Issue #5782, opened 2023-12-13
export cannot recursively create new folders


LWinterberg:
> I’ve noticed that since the 3.4 update (I believe), the export audio dialogue box now doesn’t allow me to create a new folder in the “Folder” path if the path seems to be more than 1 folder deeper than the current folder.

> For example, if the path is set to C:\export
> I can create C:\export\export
> But I cannot create C:\export\export\a

> In this case, Audacity has the error of “Unable to create destination folder”

Original report from https://forum.audacityteam.org/t/bug-or-error-when-trying-to-make-new-folder-when-exporting-audio/92959/ 

The workaround here is to use the browse dialog instead to create the folders.

dozzzzer:
Tested

PR #6185, opened 2024-03-28
exporting audio now creates directories recursively

andIsome:
Resolves: https://github.com/audacity/audacity/issues/5782

exporting audio now creates directories recursively

Recommended:


LWinterberg (approved):
excellent find!

Issue #6186, opened 2024-03-29
Subtitle handling improvements


LWinterberg:
With #6139 now merged (thanks @Pokechu22 @lbordowitz!), there's some additional polishing the feature could use: 

- [ ] Support import of WebVTT files. This requires cleaning up the imported file of all the additional stuff vtt files can have (styling, comments, etc) before converting them to labels
- [ ] Add an "all supported" option for Import Labels. Currently, you get to choose between txt (default) and srt, but there is no "all supported files". 
- [ ] Add a position field to the Label Editor (currently, there's a Low Frequency and High Frequency field which can optionally be exported - adding a positioning field here for subtitles doesn't seem unwarranted)
- [ ] Add a new exporter with relevant options for vtt, eg a textbox to input styling (probably together with https://github.com/audacity/audacity/issues/4891 ) 

----

Also worth mentioning:

<details><summary>Known issues from #394 </summary>

There are a few known issues:
* WebVTT files cannot be imported.  The format is much more complicated ([see the spec](https://w3c.github.io/webvtt/)) and supports content that does not directly translate into labels (such as comments which are not displayed and do not have a timestamp, and regions that indicate positioning of cues).
* Both SubRip and WebVTT support multiple lines in a cue, but labels do not currently support multiple lines (and the current txt format doesn't have the ability to do it).  When importing SubRip files, I simply join the lines with spaces. (#170 used `|` based on [MicroDVD](https://en.wikipedia.org/wiki/MicroDVD), which I have no experience with.)
* Exporting multiple tracks at the same time leads to an invalid file &mdash; it effectively concatenates what happens if you export each individually.  The identifier (which is just a counter here) is reset to `1` for each file, and the `WEBVTT` header is repeated.  Although both of those are fixable, WebVTT also requires that the start time "must be greater than or equal to the start time offsets of all previous cues in the file" ([§4.1, "WebVTT cue timings"](https://w3c.github.io/webvtt/#webvtt-cue-timings)).  Resolving that requires merging the two files in sorted order and that would require a more substantial rework of how label track I/O works (which would be good eventually, as the labels editor would also be sorted by timestamp instead of track and then timestamp).

</details>

* https://github.com/audacity/audacity/pull/819 from @JohnColket with a similar new import format idea

leodom:
Hello, I am using version 3.4.2, how can I use the export label plugin ?

LWinterberg:
[...]

PR #6201, opened 2024-04-02
Commit experimental branches

Paul-Licameli:

Cleanup conditional compilation directives for all the EXPERIMENTAL flags
that have been turned on in releases.

Recommended:


src/AdornedRulerPanel.cpp
```diff
@@ -1065,7 +1065,6 @@ std::vector<UIHandlePtr> AdornedRulerPanel::QPCell::HitTest(
    std::vector<UIHandlePtr> results;
    auto xx = state.state.m_x;
 
-#ifdef EXPERIMENTAL_DRAGGABLE_PLAY_HEAD
```
LWinterberg, line 1068: I'm not sure this function does anything at the moment, it seems to me like instead of dragging the playhead around, I instead do things with loop regions.

src/Experimental.cmake
```diff
@@ -106,9 +106,6 @@ set( EXPERIMENTAL_OPTIONS_LIST
    # PRL disabled 31 Aug 2021 because, at least on Mac, it misfires the
    # preference dialog whenever any keystroke shortcuts with Shift+ are used
    # EASY_CHANGE_KEY_BINDINGS
-
-   # Poke 13 Nov 2019
-   SUBRIP_LABEL_FORMATS
```
LWinterberg, line 172: This one actually only got merged this friday; somehow this feature had fallen through the cracks all these years. It is somewhat unfinished (see https://github.com/audacity/audacity/issues/6186) still and possibly the only flag I've seen so far which actually warrants an EXPERIMENTAL flag - but then, I did decide that in the current form it is useful and have no intention on disabling it if anything goes wrong. Removing this flag is fine.

LWinterberg (approved):
found some minor things, but overall it looks good to me!

src/effects/NoiseReduction.cpp
```diff
@@ -74,7 +74,7 @@
 
 // SPECTRAL_SELECTION not to affect this effect for now, as there might be no indication that it does.
 // [Discussed and agreed for v2.1 by Steve, Paul, Bill].
-#undef EXPERIMENTAL_SPECTRAL_EDITING
+#undef SPECTRAL_EDIT_NOISE_REDUCTION
```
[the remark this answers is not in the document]
Paul-Licameli: This “obvious” idea from 2014 was vetoed by the old team and I forgot it.  But it remains latent.

You don’t yet see part 2 of this contribution.  I also want to rewrite the un-enabled experimentals with C++17 `if constexpr` instead of old `#ifdef` and that would include this idea.  That rewrite would let the compiler check those branches too so that they remain buildable while other parts of Audacity evolve.

I’m waiting first for acceptance of the easier rewrites in this PR.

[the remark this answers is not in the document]
Paul-Licameli: And so the file Experimental.cmake will be eliminated, and the switching-on of other experiments will also not require recompiling everything as now.

src/prefs/MidiIOPrefs.h
```diff
@@ -13,8 +13,6 @@ class wxChoice;
 class wxTextCtrl;
 class ShuttleGui;
 
-#ifdef EXPERIMENTAL_MIDI_OUT
-
 #ifndef __AUDACITY_MIDI_IO_PREFS__
 #define __AUDACITY_MIDI_IO_PREFS__
```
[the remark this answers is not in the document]
Paul-Licameli: That’s an old fashioned C/C++ “include guard” that allows a header file to be included twice but fully parsed only once.  It’s still my habit to write these.  `#pragma once` is an alternative, not quite standard, but recognized by the compilers that matter for our builds.

src/AdornedRulerPanel.cpp
Paul-Licameli: Can’t you click precisely on the down pointing green (or red) triangle and move it, when the head is in pinned state?

Paul-Licameli: I implemented the pinned head, which at first was always centered, then in a later release let you drag it off center, thinking that it’s more useful during recording to have it farther right.

Also little known perhaps — you can double click it to recenter.

Paul-Licameli:
Thank you for review.  I may open the other PR then, which is is not as simple.

src/AdornedRulerPanel.cpp
LWinterberg: oh, in pinned state. Yes, that still works.

Paul-Licameli: Good

Issue #5966, opened 2024-02-16
Reset Config moves Share Audio toolbar to the next row


dozzzzer:
### Steps to reproduce

1. Launch Audacity
2. Tools > Reset config
3. Observe

### Expected behavior

Share Audio toolbar remains next to the Audio Setup toolbar

### Actual behavior

Share Audio toolbar has been moved to the next row:

<img width="450" alt="image" src="https://github.com/audacity/audacity/assets/70063970/dac759b6-4358-421d-ae32-d3059cbb823a">

### Audacity Version

[other](https://nightly.link/crsib/audacity/workflows/build/au_project_sync)

### Operating system

Windows, macOS

petersampsonaudacity:
Testing on W10 with latest 3.5.0 alpha test build I cannot replicate this

crsib:
Bugs with Cloud label are not present in master or any opened PR so far. And fingers crossed - the all will be fixed before that :-)

petersampsonaudacity:
> Bugs with Cloud label

But there is no Cloud label for this bug ...

dozzzzer:
Now there is!

petersampsonaudacity:
Testing on w10 with the latest Beta test build:  audacity-win-3.5.0-beta-20240301+ed81a44-x64-msvc2022

This looks to be fixed for the 3.5.0 Beta

chinakov:
This is done, thank you!

PR #6212, opened 2024-04-03
Audacity does not depend on lib-cloud-audiocom

Paul-Licameli:

Recommended:

### DIFF
--- a/src/CMakeLists.txt
+++ b/src/CMakeLists.txt
@@ -1355,12 +1355,6 @@ if( ${_OPT}has_url_schemes_support )
    )
 endif()
 
-if( ${_OPT}has_audiocom_upload )
-   list( APPEND AUDACITY_LIBRARIES
-      lib-cloud-audiocom-interface
-   )
-endif()
-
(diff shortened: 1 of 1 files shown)


crsib:
ATM Audacity must depend on lib-cloud-audiocom. It should probably be reworked in a different way, but not right now. 

You can see the usage of HAS_AUDIOCOM_UPLOAD in ToolManager.cpp

Paul-Licameli:
`DefaultConfigTable` wants to become a scattered registry but that work isn't done

crsib:
`HAS_AUDIOCOM_UPLOAD` changes the visible behavior.

Paul-Licameli:
> `HAS_AUDIOCOM_UPLOAD` changes the visible behavior.

That does not prove that this change is incorrect.  But I'll drop it.

crsib:
This change results in a bug: https://github.com/audacity/audacity/issues/5966

Paul-Licameli:
> This change results in a bug: #5966

Ah, now I see it.

Still this could be fixed with some other lines of Cmake language.

Issue #6188, opened 2024-03-29
File menu: all items should have access keys


DavidBailes:
### Steps to reproduce

Press Alt + F to open the File menu.

### Expected behavior

All the items on the menu have access keys

### Actual behavior

These items are missing access keys:
Open from cloud
Save to cloud
Update Cloud audio preview
Export other
Share audio

### Audacity Version

latest beta

### Operating system

Windows

PR #6227, opened 2024-04-05
File menu: fix missing access keys

DavidBailes:
Resolves: https://github.com/audacity/audacity/issues/6188

Fixed 5 missing access keys.

Recommended:


LWinterberg (approved):

DavidBailes:
@LWinterberg Was just wondering whether this change would cause any problems with the translations.

DavidBailes:
> Was just wondering whether this change would cause any problems with the translations.

@LWinterberg @crsib It does cause problems. Is there a work around for this?

PR #1648, opened 2024-07-16
feat(GROW-2949): Provide organization_id for project level agentless integration

leijin-lw:
Provide organization_id for project level agentless integration.

Tested using `lacework generate cloud-account gcp` command line to generate agentless terraform.

### DIFF
--- a/lwgenerate/gcp/gcp.go
+++ b/lwgenerate/gcp/gcp.go
@@ -141,10 +141,6 @@ type GenerateGcpTfConfigurationArgs struct {
 
 	Projects []string
 
-	// GCP organization id for agentless integration. Agentless integration requires an organization id
-	// even for project level integration
-	AgentlessOrganizationId string
-
 	// Default GCP Provider labels
 	ProviderDefaultLabels map[string]interface{}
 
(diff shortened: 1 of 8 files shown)


lwgenerate/gcp/gcp.go
```diff
@@ -632,6 +643,8 @@ func createAgentless(args *GenerateGcpTfConfigurationArgs) ([]*hclwrite.Block, e
 			if args.OrganizationIntegration {
 				attributes["integration_type"] = "ORGANIZATION"
 				attributes["organization_id"] = args.GcpOrganizationId
```
ipcrm, line 645: Do we need both of these? Looks like AgentlessOrganizationId always overwrites GcpOrganizationId. Couldn't we just use the one?

ipcrm (changes requested):
Question on the new `AgentlessOrganizationId`

lwgenerate/gcp/gcp.go
leijin-lw: I don't want break the existing behavior by using existing GcpOrganizationId. It was used by config and pubsub integration as well. AgentlessOrganizationId is specially used in agentless integration.

ipcrm (changes requested):
@leijin-lw latest change looks good!

We also need to update the `lacework generate cloud-account gcp` command. Currently, if you use that command and enable agentless it doesn't require a org-id to be supplied. As I understand it that will prevent the agentless TF module from functioning correctly (apologies if I've got that wrong).

leijin-lw:
> @leijin-lw latest change looks good!
> 
> We also need to update the `lacework generate cloud-account gcp` command. Currently, if you use that command and enable agentless it doesn't require a org-id to be supplied. As I understand it that will prevent the agentless TF module from functioning correctly (apologies if I've got that wrong).

I don't think we have support for agentless integration in CLI.  As least agentless team didn't realize we have CLI to generate terraform last time I talked with them. 

https://github.com/lacework/go-sdk/blob/main/cli/cmd/cloud_account.go#L294

ipcrm (approved):

PR #1657, opened 2024-09-18
Allow user to define cloudtrail name

leijin-lw:

### DIFF
--- a/lwgenerate/aws/aws.go
+++ b/lwgenerate/aws/aws.go
@@ -1050,9 +1050,11 @@ func createCloudtrail(args *GenerateAwsTfConfigurationArgs) (*hclwrite.Block, er
 			attributes["consolidated_trail"] = true
 		}
 		// S3 Bucket attributes
+		if args.CloudtrailName != "" {
+			attributes["cloudtrail_name"] = args.CloudtrailName
+		}
 		if args.CloudtrailUseExistingTrail {
 			attributes["use_existing_cloudtrail"] = true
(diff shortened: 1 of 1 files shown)


lwgenerate/aws/aws.go
```diff
@@ -1050,6 +1050,9 @@ func createCloudtrail(args *GenerateAwsTfConfigurationArgs) (*hclwrite.Block, er
 			attributes["consolidated_trail"] = true
 		}
 		// S3 Bucket attributes
+		if args.CloudtrailName != "" {
```
PengyuanZhao, line 1053: Why adding this? Will the following `if args.CloudtrailUseExistingTrail` work?

leijin-lw: Because we want the user to define the *new* cloudtrail name. Existing go-sdk is using "lacework-cloudtrail" as default new cloudtrail name and we cannot change it. 

There is a bug happen when user failed to delete the old "lacework-cloudtrail" and the new cloudtrail has to be a different name

PengyuanZhao: Isn't the code below (line 1054) `attributes["cloudtrail_name"] = args.CloudtrailName` using the passed in `args.CloudtrailName`?

leijin-lw: I get your point. I'll remove the line. `attributes["cloudtrail_name"]` should not depends on`args.CloudtrailUseExistingTrail `

PR #1670, opened 2024-10-30
chore: Change go-sdk to v2

leijin-lw:


zekisherif:
@leijin-lw "line 74 in cli/cmd/resource_group_v2.go" looks like linting is referring to the old version of this function. It is actually the correct number of parameters

PR #1673, opened 2024-11-01
fix: Fix casing during reading of resource group

zekisherif:
## Summary

Bug in CLI causing us to output wrong casing for filter names.

Added a unit test. Also ran cli locally to visually confirm that the filter names where not getting changed when a camel case filter name is provided.


jonfranco224:
Can I be removed from email notifications for this please?

PR #1705, opened 2025-04-25
fix(LINK-2046: stop using integrations for get registries

kendall-choy-lw:
## Summary
The vulnerability container list-registries command is currently missing data. It relies on container registry integration data to get a list of scanned registries. However, proxy scanner and inline scanner integrations don't contain the registry domain, and we are only able to get this data by looking at the container assessment. We can use the container assessment API here to get a full list of scanned registries in the last 7 days

The vulnerability container list-assessments command is also missing data. It calls the container assessment API while filtering for registry domains coming from the integration information. This only include platform scans, and would also consistently hit the API 500,000 total row limitation. We can improve this by breaking up the API requests further by scanner type. Breaking it up into four separate requests by scanner type prevents us from missing non-platform scan assessments. However, we are still hitting the API row limitation.

Tested list-registries, list-assessments, and container scan commands with local built CLI

## Issue
https://lacework.atlassian.net/browse/LINK-2046

### DIFF
--- a/cli/cmd/vuln_container_scan.go
+++ b/cli/cmd/vuln_container_scan.go
@@ -109,7 +109,7 @@ func userFriendlyErrorForOnDemandCtrVulnScan(err error, registry, repo, tag stri
 		"Could not find vulnerability integrations",
 	) {
 
-		registries, errReg := getContainerRegistries()
+		registries, errReg := getPlatformScannerIntegrationContainerRegistries()
 		if errReg != nil {
 			cli.Log.Debugw("error trying to retrieve configured registries", "error", errReg)
 			return errors.Errorf("container registry '%s' not found", registry)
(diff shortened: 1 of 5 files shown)


cli/cmd/vuln_container_scan.go
```diff
@@ -109,7 +109,7 @@ func userFriendlyErrorForOnDemandCtrVulnScan(err error, registry, repo, tag stri
 		"Could not find vulnerability integrations",
 	) {
 
-		registries, errReg := getContainerRegistries()
+		registries, errReg := getPlatformScannerIntegrationContainerRegistries()
```
kendall-choy-lw, line 112: Since this cli command is to trigger a platform on-demand scan, we do only want registry domains from integrations

PR #1716, opened 2025-05-28
feat(preflight): build preflight package for AWS

PengyuanZhao:
## Summary

This PR creates the package which serves functions to do preflight checks for AWS integrations including Agentless, Config and CloudTrail.

The following tasks will be run sequentially:
- Fetch caller info
- Fetch all policies
- Extract permission from policies
- Find out the missing required permissions.
- Fetch other account details including:
  - Enabled regions
  - Existing CloudTrail
  - EKS clusters
  - If the call can access organization
    - Fetch management account ID
    - Fetch all account IDs and org unit IDs

Run integration test in `preflight_aws_test.go`

### DIFF
--- a/lwpreflight/aws/util.go
+++ b/lwpreflight/aws/util.go
@@ -7,8 +7,11 @@ import (
 )
 
 // ParseResourceName extracts the resource name from the caller identity Arn
-// for example if the Arn is arn:aws:iam::123456789012:user/MyUser
-// MyUser string is returned
+// Examples:
+//   - arn:aws:iam::123456789012:root -> root
+//   - arn:aws:iam::123456789012:user/MyUser -> MyUser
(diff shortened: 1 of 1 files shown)


lwpreflight/aws/util.go
```diff
@@ -0,0 +1,27 @@
...
+		return "", err
+	}
+
+	parts := strings.Split(arnObj.Resource, ":")
+	lastStr := parts[len(parts)-1]
+	paths := strings.Split(lastStr, "/")
+
+	if strings.Contains(lastStr, "assumed-role") {
+		return paths[len(paths)-2], nil
+	}
```
jeffreynglw, line 24: I think it would be useful to add an example comment on how this assumed-role Arn might look like.

PR #1718, opened 2025-06-03
feat(preflight): build preflight package for GCP

PengyuanZhao:
## Summary

This PR creates the package which serves functions to do preflight checks for GCP integrations including Agentless, AuditLog and Config

Depend on https://github.com/lacework/go-sdk/pull/1716

Run integration test: `preflight_gcp_test.go`

Run the following and check the output:
```
package main

import (
	"fmt"
	"os"

	"github.com/lacework/go-sdk/v2/lwpreflight/gcp"
)

func main() {
	preflight, err := gcp.New(gcp.Params{
		Agentless: true,
		Config:    true,
		AuditLog:  true,
		Region:    "us-west2",
		ProjectID: "abc-demo-project-123",
		CredentialsFile: "/Users/pengyuan/.config/gcloud/application_default_credentials.json",
	})
	if err != nil {
		fmt.Println(err)
		return
	}

	result, err := preflight.Run()
	if err != nil {
		fmt.Println(err)
		return
	}

	fmt.Printf("%#v\n", result)
}
```


lokesh-vadlamudi (approved):
LGTM

PR #1719, opened 2025-06-06
chore: update metrics service to use v2/telemetry/OtelMetrics

PengyuanZhao:
## Summary

We are migrating from Honecomb to Elastic. This PR updates go-sdk to use the new endpoint `v2/telemetry/OtelMetrics`.

Run a lacework command such as `lacework cloud-account list`, then verify the metric event is sent to Elastic succeffuly:

Screenshot 2025-06-06 at 4 02 41 PM

### DIFF
--- a/.github/workflows/release.yml
+++ b/.github/workflows/release.yml
@@ -35,7 +35,7 @@ jobs:
 
       - name: Build Artifacts
         env:
-          HONEYDATASET: ${{ secrets.PROD_HONEYDATASET }}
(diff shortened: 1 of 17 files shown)


heidihe2024:
should we keep both sending honeycomb event and sending metric event before we verify the data in elastic? then we can deprecate honeycomb as soon as the data validation completed

PengyuanZhao:
@heidihe2024 As it shows above, I've tested and verified that the data can be sent to Elastic successfully and shows up correctly. Would that be adequate?

PR #1738, opened 2025-07-01
chore: check wildcard permissions in Azure preflight package

lokesh-vadlamudi:
## Summary

Adding wildcard permissions check in azure preflight package, also fine tuning admin check during initialization.

Using multiple Service principles with different custom role and owner RBAC role. 

Test case 1:
SP with wildcard permissions in the custom role. - passed
 
Test case 2:
SP with owner role assigned - The IsAdmin is set to true. Passed
Screenshot 2025-07-01 at 2 44 16 PM

Test case 3:
SP with regular permissions instead of wildcard permissions.  - Passed

### DIFF
--- a/lwpreflight/azure/azure.go
+++ b/lwpreflight/azure/azure.go
@@ -16,10 +16,11 @@ type azureConfig struct {
 }
 
 type Preflight struct {
-	azureConfig      azureConfig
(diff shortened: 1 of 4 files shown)


PengyuanZhao (approved):
LGTM.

════════

Working through the listing above, count every line that holds "remains" and answer with the count alone.

2